Julia arrastra la silla de inmediato y ya de pie mata con el ratón todas las ventanas del conejo, y sale a saludar a su tía. Su tía tiene setenta y cinco años y muy buena salud. Lleva vestidos cerrados y abrigos de visón y peinados arriba España. Utiliza un perfume que huele a iglesia. Está gorda. Julia se acerca a besarla y la tía Angelita la abraza y le dirige entre besos y arrumacos y confesiones casi al oído la siguiente alocución:
-Julita, hija mía, seguro que ya estabas otra vez con los auriculares y no nos has oído entrar. Dame un beso. ¿Has dormido bien? Tienes mala cara. Te tenías que haber venido con nosotras. Nos hemos comido una ración de sepia en el bar Pepe con Rodolfo Marqués y su sobrino Pototo. ¿Te acuerdas de Pototo, que ya es fiscal? ¿Cómo van los estudios, hija mía? Te tenías que haber venido porque hoy el sermón de don Mauricio ha sido una cosa fuera de serie, a mí se me arrasaban los ojos, qué razón tiene, hija mía, cuánta maldad y cuanta destrucción, Julia, hija mía, tú estudia mucho que esto se está poniendo feo. Tú sigue siendo siempre una mujer cabal, y no enseñes las bragas por la calle, como esas guarras que veníamos viendo ahora, ¿verdad Matilde?, con el frío que hace. Tú, hija mía, no olvides lo que has aprendido en tu casa, no hagas a un lado tu fe y tus principios, y sé una mujer valiente. Mira Soraya Sáenz de Santa María, anda, jódela, abogada del estado, que más o menos es lo mismo que fiscal.

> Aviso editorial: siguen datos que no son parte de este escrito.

PR #507, opened 2024-08-08
506 ccp reoptimize inference

### LINKED ISSUE #506: Conditional CP should re-optimize g at inference time
The CCP method related to #449 would require to correct the optimised values for each new X_n+1, considering a bound M, to have the expected theoretical guarantees  .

La tía Angelita suelta la pieza y Julia deja salir la respiración largo tiempo contenida sin que nadie lo note. No le gusta el perfume de su tía. Su madre ha entrado en la cocina sin dejar el abrigo para ver si todo estaba bien. Cuando se fue por la mañana a llevar a la tía Angelita al cementerio e ir después las dos a misa a Santa Emerenciana se dejó sin fregar los platos de anoche, y le dijo a Julia: “Julia, por favor, recógeme la cocina que si viene la tía y empieza a decir impertinencias me disgustaré”.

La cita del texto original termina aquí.